++++ Extracted material ++++

PR #640, opened 2026-07-01
Add initial audit to test setup

DanEgan1:
Only one audit included so it can be tested in dev. Went with LDC as its straight forward to test.

In local testing recieved exception (Expected behaviour) which was then handled and logged. This didnt cause a changein behaviour otherwise so shouldnt disrupt dev. 
Change is flagged off in PROD and Preprod


server/data/index.ts
```diff
@@ -35,11 +34,10 @@ export const dataAccess = () => {
   return {
     applicationInfo,
     hmppsAuthClient,
-    hmppsAuditClient: new HmppsAuditClient(config.sqs.audit),
```
DanEgan1, line 38: Audit client no longer used. It was used i old audit service which wasnt used anywhere and has been replaced

server/services/auditService.test.ts
```diff
@@ -1,57 +1,69 @@
-import AuditService, { Page } from './auditService'
-import HmppsAuditClient from '../data/hmppsAuditClient'
+import { auditService } from '@ministryofjustice/hmpps-audit-client'
```
DanEgan1, line 1: Files are pretty much new might be easier to review outside of comparison

server/ldc/ldcController.ts
```diff
@@ -25,6 +26,10 @@ export default class LdcController extends BaseController {
     )
 
     if (req.method === 'POST') {
+      sendAuditEvent('EDIT_REFFERAL_LDC', username, referralDetails?.crn, 'CRN', {
```
DanEgan1: CRN used to stick to subject type guidlines
https://dsdmoj.atlassian.net/wiki/spaces/HAA/pages/4546527310/HMPPS+Audit+-+Subject+Type+Register?xpis=eyJicmlkZ2UiOiJzbWFydExpbmtzIiwiaWQiOiIxNzgyOTEzMTY2MjkxIiwic291cmNlIjoiY29uZmx1ZW5jZSJ9

helm_deploy/values-dev.yaml
```diff
@@ -15,7 +15,7 @@ generic-service:
     EXAMPLE_API_URL: 'https://template-kotlin-dev.hmpps.service.justice.gov.uk'
     ACCREDITED_PROGRAMMES_MANAGE_AND_DELIVER_URL: 'https://accredited-programmes-manage-and-deliver-api-dev.hmpps.service.justice.gov.uk'
     ENVIRONMENT_NAME: DEV
-    AUDIT_ENABLED: "false"
+    AUDIT_ENABLED: "true"
```
DanEgan1, line 18: Still set to false in prod and preprod

server/services/auditService.ts
```diff
@@ -1,29 +1,31 @@
...
-  async logAuditEvent(event: AuditEvent) {
-    await this.hmppsAuditClient.sendMessage(event)
+export default async function sendAuditEvent(
+  action: string,
+  username: string,
+  subjectId?: string,
+  subjectType?: string,
+  details?: object,
+) {
+  // Check if audit is enabled for enviroment
```
raby: Nit: Typo: enviroment → environment

server/ldc/ldcController.ts
raby: EDIT_REFERRAL_LDC (accidental double F)

server/services/auditService.test.ts
```diff
@@ -1,57 +1,69 @@
...
+
+      expect(auditService.sendAuditMessage).not.toHaveBeenCalled()
+    })
+
+    it('should send audit message when audit is enabled', async () => {
+      ;(config as jest.Mocked<typeof config>).sqs.audit.enabled = true
+      ;(auditService.sendAuditMessage as jest.Mock).mockResolvedValue(undefined)
+
+      await sendAuditEvent('EDIT_REFFERAL_LDC', 'testuser123', 'subject123', 'CRN', {
+        referralId: 'refferalId',
```
raby, line 29: referralId double f accident

server/ldc/ldcController.ts
raby: `sendAuditEvent(...) `is called without await. The audit function handles its own errors internally so it won't crash, but the redirect can happen before the message is sent to SQS. If fire-and-forget is intentional (to avoid blocking the user journey on SQS latency), we could make that explicit with void:

llm:

`> // If intentional fire-and-forget:
> void sendAuditEvent('EDIT_REFERRAL_LDC', username, referralDetails?.crn, 'CRN', {
>   referralId,
>   hasLdc: req.body.hasLdc,
> })
>
> // Or if audit should complete before redirecting:
> await sendAuditEvent('EDIT_REFERRAL_LDC', username, referralDetails?.crn, 'CRN', {
>   referralId,
>   hasLdc: req.body.hasLdc,
> })`

DanEgan1: Had a bit of a look at how other places handle it. Most seemed to use an await though some didnt. So gone with that. Im a bit 50/50 on which ways best but await seems to align with whats suggested in the audit readme so gone with that.

DanEgan1: Checked and its not taking longer in testing but ill double check when its deployed to dev

raby: Thank you - I had split thoughts too - well done for the extra research

raby (approved):
Looks good

PR #645, opened 2026-07-02
Treatment managers and facilitators duplication errors fix

Alison-Weatherston:
Error messages are now showing correctly above each field that has a duplicate.

Screenshot 2026-07-03 at 08 57 36


raby (approved):
Looks great!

++++

Goal of the exercise
Work out how many lines of the entries contain the word "referralDetails", and answer with that number alone.

Response to this task
3